How do I convert python time.gmtime() to MongoDB Date

Question

I need to convert the time returned by gmtime() to a readable string. As a mistake, I populated huge data in mongo and stored date as a string. After the discussion in my previous question I am just doing a regex match to get the relevant data from mongo. The problem now is to convert gmtime which is say:

time.struct_time(tm_year=2015, tm_mon=10, tm_mday=9, tm_hour=9, tm_min=49, tm_sec=31, tm_wday=4, tm_yday=282, tm_isdst=0)

to this:

Tue 27 Jan 2015

This is the string format that is stored in mongo

{
    "startTime" : "Sun 25 Jan 2015 07:14:26 GMT",
    "endTime" : "",
    "jobStatus" : "JOBCANCELLED",
    "uiState" : "HISTORY",
    "priority" : "SILVER"
}

Dumb way to make Mongo query work:

db.getCollection('jobsCollection').find({"startTime":{$regex: "Tue 27 Jan 2015.*"}})

I need to convert the gmtime to the regex attribute shown in the mongo query

Is there any way I can achieve this?

Answer 1

You asked the wrong question and hence got the wrong answers.
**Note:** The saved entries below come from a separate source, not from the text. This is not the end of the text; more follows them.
Issue #416, opened 2020-02-24
Controls Page - Convert examples from <UsageExample /> to use <Example />


halocline:
For each example on the Controls page:

- Use <Example /> component
  - Ensure referenced demo code is clean
  - Add related resource links as appropriate:
    - Designer
    - Figma
    - Storybook

PR #421, opened 2020-02-25
Control page/examples

britt6612:
Related Issue: #416 

Work Included: 
* Implemented the controls page examples to use the usage examples
* Each example will now have the more to view the code and other props

Screen Shots 
Screen Shot 2020-02-25 at 12 28 11 PM

### DIFF
--- a/aries-site/src/examples/components/controls/MenuExample.js
+++ b/aries-site/src/examples/components/controls/MenuExample.js
@@ -2,8 +2,6 @@ import React from 'react';
 import { Box, Menu } from 'grommet';
 import { aries } from '../../../themes/aries';
 
-import { UsageExample } from '../../../layouts';
-
 export const MenuExample = () => {
   const items = [
     { label: 'Past 12 months' },
@@ -20,16 +18,8 @@ export const MenuExample = () => {
   const background = aries.global.colors.background.light;
 
   return (
-    <UsageExample
-      pad={{
-        horizontal: 'large',
-        vertical: 'large',
-        small: { horizontal: 'large', vertical: 'xlarge' },
-      }}
-    >
       <Box background={background} round="xsmall">
         <Menu label="Choose a timeframe" items={items} width="medium" />
       </Box>
-    </UsageExample>
   );
 };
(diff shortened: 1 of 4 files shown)


aries-site/src/pages/components/controls.js
```diff
@@ -62,6 +67,9 @@ const Controls = () => (
     </ContentSection>
     <ContentSection>
       <Subsection name="Button">
+      <SubsectionText>
```
taysea: This comment applies to all the examples on this page, but I think there had been discussion a month or so ago (before you joined on the project) where we decided the content order would go:
1. Section title
2. Example
3. SubsectionText

I realize that isn't updated in the designs but came out of discussion, and I forgot about that when we talked this morning. For all of these, can you keep the order as listed above?

halocline: @taysea This order has had additional discussion / rationale. Offline discussions with Greg, plus finding the Slack convo for reference. It starts here + next 5-6 comments: https://hpe.slack.com/archives/GPPLUK6LR/p1581632692012300

taysea: Gotcha! Thanks for pointing me to that. I missed that conversation. PR looks good to me then.

aries-site/src/pages/components/controls.js
```diff
@@ -70,29 +78,36 @@ const Controls = () => (
...
-        </SubsectionText>
       </Subsection>
     </ContentSection>
     <ContentSection>
       <Subsection name="Menu">
-        <MenuExample />
-        <SubsectionText>
+      <SubsectionText>
           Menu is used to filter or sort content on a page. It is similar to the
           select component. However, use the select component when the user must
```
halocline: Can we add an `<Anchor />` around "select component" and link it to the Select component deep link? Also capitalize Select in both instances as select is the name of the component and thus a proper noun which should be capitalized.

aries-site/src/examples/components/controls/MenuExample.js
```diff
@@ -13,23 +10,9 @@ export const MenuExample = () => {
...
   return (
-    <UsageExample
-      pad={{
-        horizontal: 'large',
-        vertical: 'large',
-        small: { horizontal: 'large', vertical: 'xlarge' },
-      }}
-    >
-      <Box background={background} round="xsmall">
+      <Box round="xsmall">
```
halocline: good catch

aries-site/src/pages/components/controls.js
britt6612: good thinking! I added that in

PR #423, opened 2020-02-26
Template controls v1

taysea:
Updates `Example` to place all controls at bottom right hand corner -- similar to a video player. When the Example is expanded, a Layer opens full screen to give more real estate to consume the desktop example in a more realistic dimension. Here, the user can also toggle between desktop and mobile. These controls are found at the bottom right hand corner of the Layer as well.

For the mobile icon, I am pulling it from flat icon because grommet-icons doesn't currently have a mobile phone. I assume we would design our own and replace this with that.

Some updates were made to List to make it format better on mobile and style more closely to example designs we have.


taysea:
Closing because feedback/work has become focused on the v2 template controls.

PR #6548, opened 2026-09-10
[monorepo] fixed release workflow CI

halocline:
#### What does this PR do?

This pull request makes a small change to the release workflow configuration. The `aries` package is no longer ignored during the versioning step of the `design-tokens-release-pr.yml` workflow.


britt6612 (approved):
🤞

Issue #6535, opened 2026-09-09
Align semantic colour terminology in the tokens package with the parser


oliverHPE:
## Problem

The semantic colour token path is described with different vocabularies in four places. The parser is the only executable source of truth, and none of the written sources fully match it.

| Concept | Contract doc | Code | Public docs | #6238 comment |
| ------- | ------------ | ---- | ----------- | ------------- |
| Where colour is applied | `target` | `target` | `property` | `target` |
| Semantic intent | `role` | `role` | `variant` | `role` |
| Namespace segment | `family` | `role.family` | not described | `role.family` |
| Leaf segment | `subrole` | `role.name` | not described | `role.variant` |
| Emphasis | `scale` | `scale` / `prominence` | `scale` | `scale` |
| Interaction | `state` | `state` / `interaction` | `state` | `state` |

This cost real time on #6483, where the team had to reconcile "role", "family", "subrole", "name" and "variant" before a naming decision could be made.

Worth noting the local variables inside the parser and normalizer are already named `roleNamesByFamily`, `roleName` and `roleFamily`. The implementation already thinks in the target vocabulary. Only the exported names and comments lag.

## Agreed terminology

```
color/<target>/<role>/<scale>/<state>
```

**Role is one or two segments: an optional family, followed by a name. When there is no family, role is just the name.**

| Slot | Term | Vocabulary source |
| ---- | ---- | ----------------- |
| Where colour is applied | `target` | `SEMANTIC_COLOR_TARGETS` |
| Semantic intent | `role` = `{ family, name }` | `SemanticColorRoleMetadata` |
| Emphasis | `scale` | `SEMANTIC_COLOR_SCALES` |
| Interaction | `state` | `SEMANTIC_COLOR_STATES` |

Metadata shape, already implemented in `semantic_color_core.ts`:

```ts
export type SemanticColorRoleMetadata = {
  family: string | null;
  name: string;
};
```

Examples:

| Path | Parsed role |
| ---- | ----------- |
| `color/background/primary/strong/REST` | `{ family: null, name: 'primary' }` |
| `color/background/accent/purple/strong/REST` | `{ family: 'accent', name: 'purple' }` |
| `color/background/input/DEFAULT/REST` | `{ family: null, name: 'input' }` |

A segment is promoted to family only when a second segment follows it (`shouldTreatFirstAsFamily` requires `roleParts.length > 1` in `semantic_color_parser.ts`). Depth is therefore additive and non breaking.

[...]

Issue #6483, opened 2026-08-25
Define and name new semantic color token for FormField background


oliverHPE:
### Background

Following #6239, FormField inputs are getting a background fill. The chosen value is **white at 50% opacity in light mode**. Dark mode is not yet decided and can remain transparent.

The same fill applies to checkbox and radio control backgrounds in their rest state. All three are currently `{color.transparent}`.

FormField, CheckBox and RadioButton consume **component tokens**. To feed those, a **semantic** colour token is needed to carry the light and dark mode values.

### Ask

1. Decide and name the semantic token, following the semantic colour token schema.
2. Define the light and dark mode values.
3. Confirm the name validates against the parser and that the Figma variable name round-trips.
4. Re-point the consuming component tokens.

### Naming schema

```
color/<target>/<role>/<scale>/<state>
```

Role is one or two segments: an optional family followed by a name. When there is no family, role is just the name. Terminology per #6535.

Reference implementation:

- `packages/hpe-design-tokens/src/semantic_color_core.ts` (vocabularies)
- `packages/hpe-design-tokens/src/semantic_color_normalization.ts`
- `packages/hpe-design-tokens/src/semantic_color_parser.ts`

## Decision

**`color.background.input.DEFAULT.REST`**

> Background fill for inputs in their rest state. Use for form input containers and for checkbox and radio control fills.

| Mode | Value |
| ---- | ----- |
| Light | White @ 50% opacity |
| Dark | TBD, transparent for now |

Full rationale, schema validation and serialisation forms are in the decision comment below.

### Consumers, rest state only

- `formField.default.input.container.rest.background`
- `checkbox.default.control.rest.background`
- `radioButton.default.control.rest.background`

`formField.default.input.group.container.rest.background` inherits from `formField.default.input.container.rest.background` and needs no edit. Disabled, error, readOnly and hover states keep their existing values.

### Out of scope

- `switch`. Its `control.track` and `control.handle` are not transparent, so it is not a consumer.
- `select.default.option`. A menu item inside a drop, not an input.

## Remaining work

- [ ] Dark mode value confirmed
- [ ] 50% alpha checked over both `background/back` and `background/front`
- [ ] `input` added to `SEMANTIC_COLOR_ROLES_BY_TARGET.background`
- [ ] Token added to `color.light.json` and `color.dark.json` with identical descriptions
- [ ] Unit test asserting the parse result and the `color/background/input` round trip
[...]

Issue #6238, opened 2026-05-28
Define semantic color token naming schema: slots, vocabularies, and parsing rules


oliverHPE:
Scoped sub-effort of #5963, focused exclusively on semantic color tokens (hpe.color.*).

### Goal

Formalise the naming schema for semantic color tokens with:

- Named slots with clear definitions
- Vocabularies (allowed values) per slot
-  Parsing rules that work programmatically
- A structured metadata format for tooling consumers

oliverHPE:
### Schema

```
[prefix] . [type] . [target?] . [role?] . [scale?] . [state?]
```

Where role = `{ family, name }` : 0–2 segments in the token name, always a structured object in metadata.

| Slot | Replaces | Purpose | Vocabulary |
|------|----------|---------|------------|
| **target** | "subtype" / "property" | Where the colour is applied | `background`, `text`, `icon`, `border`, `foreground` |
| **role** | "variant" | Semantic intent (compound: family + name) | `{ family: "accent", name: "blue" }`, `{ family: null, name: "critical" }` |
| **scale** | *(unchanged)* | Emphasis level | `xweak`, `weak`, `default`, `strong`, `xstrong` |
| **state** | *(unchanged)* | User/system state | `hover`, `focus`, `active` |

### Key decisions

- `target` replaces "subtype": more accurate, developer-validated term
- `role` is a structured object: `{ family, name }` single source of truth, no redundant flat string
- **`name`, not `variant`, for the leaf segment.** `variant` is the component-token slot (`button.primary`, `button.secondary`) and is also what the public docs currently call semantic roles. Using it here keeps that collision alive. `name` is free, and matches `SemanticColorRoleMetadata` and the parser's error messages ("Unknown name X for role family Y")
- Family appears **after** target: ensures position 1 (after type) is always predictable for parsers and autocomplete
- Family is explicit when name isn't globally unique (`accent.blue`), elided when it is (`critical`)
- Foundation tokens (no role) are intentionally unaffiliated, not missing
- Standalone categories (`decorative`, `dataVis`, `focus`, `surface`) sit at position 2 when no target is present
- Promotion rule: when a standalone category needs target variants, it moves to the family slot under targets
- Scale and state are right-to-left parseable trailing slots
- DEFAULT/REST source placeholders are stripped from output: two views of one schema

### Family promotion is automatic

[...]

PR #6556, opened 2026-09-11
[docs] Align semantic color terminology in design tokens docs

### LINKED ISSUE #5828: Update documentation to reflect the formalised token naming schema
### Problem

The docs use different terms for the same semantic colour token positions:

- [how-to-read-design-tokens](https://design-system.hpe.design/design-tokens/how-to-read-design-tokens) labels position 3 "subtype"
- [color-usage](https://design-system.hpe.design/design-tokens/color-usage) calls the same values "property"

Neither matches the parser, which is the executable source of truth. Terminology has now been settled in #6535.

Optional segments are also not marked, and nested roles (`accent.blue`, `selected.primary`) are not documented as such. `color-usage` currently files `selected` under "State" rather than as part of the role.

**Depends on:** #6535 (terminology alignment in the tokens package).

### Agreed terminology

```
color/<target>/<role>/<scale>/<state>
```

Role is one or two segments: an optional **family** followed by a **name**. When there is no family, role is just the name.

| Retire | Use |
| ------ | --- |
| `subtype` | `target` |
| `property` (semantic) | `target` |
| `variant` (semantic) | `role`, expressed as family plus name |

`variant` remains correct for **component** tokens.

### color-usage.mdx

- "Property" heading becomes "Target"
- "Variant" heading becomes "Role"
- Move `selected` out of the "State" section. `selected` is a role family, and `selected.primary` is family plus name. The state axis is `hover`, `focus`, `active`, `REST`
- Add `accent.blue` alongside `selected.primary` as the two nested-role examples
- Note that most roles are a bare name with no family

This is the one place the change is structural rather than a heading rename.

### how-to-read-design-tokens.mdx, semantic sections only

- Update the semantic schema table to `[prefix] . [type] . [target?] . [role?] . [scale?] . [state?]`
- Mark optional segments
- Document that role is an optional family followed by a name, with examples
- Note that `DEFAULT` and `REST` are source placeholders stripped from output

**Not touched:** the component schema table, the shared "Naming convention" master table, and any prose describing both token families. Those depend on component terminology, still open in #5963.

### TokenHighlight.js

The `parts` array is a single flat list shared by both semantic and component highlight calls, and `variant` is used by both. Renaming it for semantic tokens is not possible without a change here.

Options:

1. Split `parts` into `semanticParts` and `componentParts`, selected by a prop
2. Add `role` to the array alongside `variant`, and have each call highlight the one it needs

Option 1 is cleaner and matches the fact that the two schemas are genuinely different shapes. Either way the component highlight behaviour must not change.

Also check whether `subtype` is still referenced by any highlight call. It appears in `parts` but may be dead.

## Out of scope

Component token documentation, tracked separately:

- Component schema table in how-to-read-design-tokens.mdx
- Multi-segment elements (`input.group.item`)
- Multi-segment states (`disabled.rest`)
- Optional `size`, `element`, `state` in component tokens
- The relationship note between semantic `target` and component `property`, which spans both families

Accepted transitional state: within how-to-read-design-tokens.mdx the semantic table will use `target`/`role` while the adjacent component table still uses `subtype`/`variant`. This is narrower than the current inconsistency, which spans two pages, and resolves when the component work lands.

## Acceptance criteria

- [ ] color-usage.mdx uses target and role, and `selected` is presented as a role family rather than a state
- [ ] Nested roles documented on both pages with `accent.blue` and `selected.primary`
- [ ] Semantic schema table in how-to-read-design-tokens.mdx updated, optional segments marked
- [ ] TokenHighlight renders the semantic schema with the new terminology, with no change to component highlight behaviour
- [ ] No changes to the component schema table or shared prose
- [ ] A consumer reading either page comes away with the same mental model of semantic colour token names

## References

- Terminology: #6535
- Schema decisions: #6238
- Parent schema work: #5963
- Applied example: #6483
- [how-to-read-design-tokens.mdx](https://github.com/grommet/hpe-design-system/blob/master/apps/docs/src/pages/design-tokens/how-to-read-design-tokens.mdx)
- [color-usage.mdx](https://github.com/grommet/hpe-design-system/blob/master/apps/docs/src/pages/design-tokens/color-usage.mdx)
- [TokenHighlight.js](https://github.com/grommet/hpe-design-system/blob/master/apps/docs/src/examples/tokens/TokenHighlight.js)

oliverHPE:
### Deploy previews
[Color Usage](https://deploy-preview-6556--keen-mayer-a86c8b.netlify.app/design-tokens/color-usage)
[How to read design tokens](https://deploy-preview-6556--keen-mayer-a86c8b.netlify.app/design-tokens/how-to-read-design-tokens)

#### What does this PR do?

Updates public docs to match the semantic color token vocabulary established in `packages/hpe-design-tokens` (#6535).

- Renames `subtype`/`property` to `target` and semantic `variant` to `role` across `how-to-read-design-tokens.mdx` and `color-usage.mdx`
- Adds `target` and `role` rows to the master "Naming convention" table, which previously rendered these slots in the semantic highlight without ever defining them
- Removes `element` from the semantic `TokenHighlight`, since no semantic token uses that segment
- Moves `selected` from the State table to the Role table in `color-usage.mdx`: `selected` is a role family (e.g. `selected.primary`), not an interactive state
- Adds one sentence under the Component section clarifying that component `variant` and semantic `role` are separate, non-interchangeable terms
- Updates `TokenHighlight.js` `parts` array: `subtype` → `target`, `role`

Component token documentation is intentionally untouched, pending #5963.

Closes #5828

- Terminology alignment this depends on: #6535
- Parent schema work: #5963
- Prior schema decisions: #6238
- The naming decision that surfaced the inconsistency: #6483

The `selected` move in `color-usage.mdx`. Everything else is a rename; that one changes what the docs assert.

`color.background.selected.primary.strong` was previously filed under State, implying `selected` occupies the state slot. It does not. The role is `selected.primary`, the scale is `strong`, and the state slot is empty. The State section now describes only `hover`, `focus` and `active`.

Second, the two added rows in the master "Naming convention" table. That table claims to list all possible parts of a token name but has never had a row for this slot, under either name. The addition is purely additive — no existing row was edited, since `variant`, `property` and the rest still describe component tokens correctly.

```bash
pnpm start
```

Then:

- `/design-tokens/how-to-read-design-tokens` — semantic highlight shows `target` and `role`; component highlight is unchanged; the master naming table has new `target` and `role` rows with all existing rows intact
- `/design-tokens/color-usage` — every `ColorPreview` swatch renders a colour rather than a blank or fallback, including the new `selected.primary` row in the Role table
- Anchor links in the "Commonly used categories" line all navigate correctly, now pointing at `#target` and `#role`

Verified locally: both pages render correctly and all swatches resolve.

Note that `accent.blue` appears as a text example in the semantic schema table but deliberately has **no swatch** in `color-usage.mdx`. Accent colours exist as tokens but are not yet in `grommet-theme-hpe`, so `ColorPreview` cannot render them.

The same concepts were being described with four different vocabularies: the contract document, the code, the public docs, and the discussion in #6238. The two docs pages didn't even agree with each other — `how-to-read-design-tokens` called the slot `subtype` while `color-usage` called it `property`, and neither matched the parser.

`variant` was the worst offender, because it remains correct for component tokens (`button.primary`). Using it for semantic tokens as well made the two schemas look more alike than they are. They are genuinely different shapes, which is why the Component section now says so explicitly rather than leaving a reader to infer it from two adjacent tables using different words.

Two smaller judgement calls worth surfacing:

**Terminology styling.** In the Semantic section, slot names are **bold** on first introduction and `code` for subsequent references. Bold marks a new term being taught; code marks a literal slot name. Happy to go all-code for consistency with the surrounding page if reviewers prefer a simpler rule.

**`TokenHighlight.js` keeps a single flat `parts` array.** It is really a union of two schemas, and splitting it into `semanticParts` and `componentParts` would be cleaner. That is a refactor rather than a terminology change, so it is left for when the component work lands.

Deliberately out of scope, per #5828: the component schema table, multi-segment elements and states, and the relationship between semantic `target` and component `property`. This leaves a transitional state where the semantic table uses `target`/`role` while the adjacent component table still uses `subtype`/`variant`. That is narrower than the current inconsistency, which spans two pages, and resolves when #5963 lands.

Worth attaching before/after of the Semantic section highlight and the `color-usage` Role and State tables, since the `selected` move is the substantive change and is easier to review visually than in diff form.

Yes, briefly. No token paths, values or Figma names change, so nothing breaks — but the documented vocabulary changes, and anyone who has internalised `subtype`, `property` or semantic `variant` will notice.

Suggested line: semantic colour tokens are now documented as `target` and `role` rather than `subtype`/`property` and `variant`, matching the token package. Component tokens are unchanged.

Backwards compatible. Documentation only — no token paths, token values, theme output or component behaviour change.

Two anchor links change as a side effect of the heading renames in `color-usage.mdx`: `#property` → `#target` and `#variant` → `#role`. Checked for in-repo references and found none, but any external bookmark or link to those anchors will land on the page rather than the section.


apps/docs/src/pages/design-tokens/how-to-read-design-tokens.mdx
```diff
@@ -29,6 +29,8 @@ These are all of the possible parts of a token name, but each [type of design to
...
 | **type**      | The category of a token.                                                                                                                                                                                           | color, dimension, spacing, radius              | --                                                                                                                                                           |
+| **target**    | Where a color is applied.                                                                                                                                                                                          | background, border, text, icon, foreground     | Semantic color tokens only.                                                                                                                                  |
```
halocline, line 32: Can target and component become one? I believe so.

Can role and variant become one? I believe so.

halocline (approved):
Color usage page looks good.

I think I can get comfortable with the "How to read ..." page as is, but really think we can/should collapse the token parts. So that they can work across all collections. 👈 This is a scope for another day.

MikeKingdom (approved):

What you really want to do is convert your current string into a BSON Date.

Yep just do it in the shell as it's a lot more simple to write that way, and it's a "one off" process, so why write a longer program?:

var bulk = db.jobsCollection.initializeOrderedBulkOp(),
    count = 0;

db.jobsCollection.find({ "startTime": { "$type": 2 } }).forEach(function(doc) {
    bulk.find({ "_id": doc._id }).updateOne({
        "$set": { "startTime": new Date(doc.startTime) }
    });
    count++;

    if ( count % 1000 == 0 ) {
        bulk.execute();
        bulk = db.jobsCollection.initializeOrderedBukOp();
    }
});

if ( count % 1000 != 0 )
    bulk.execute();

And that will convert each string into a BSON Date type in the most efficient and safe way possible.

Answer 2

import time
print time.gmtime(123456)
print time.strftime("%A %d-%b-%Y", time.gmtime(time.time()))
>>>Friday 09-Oct-2015

Answer 3

strftime function should do the trick for you.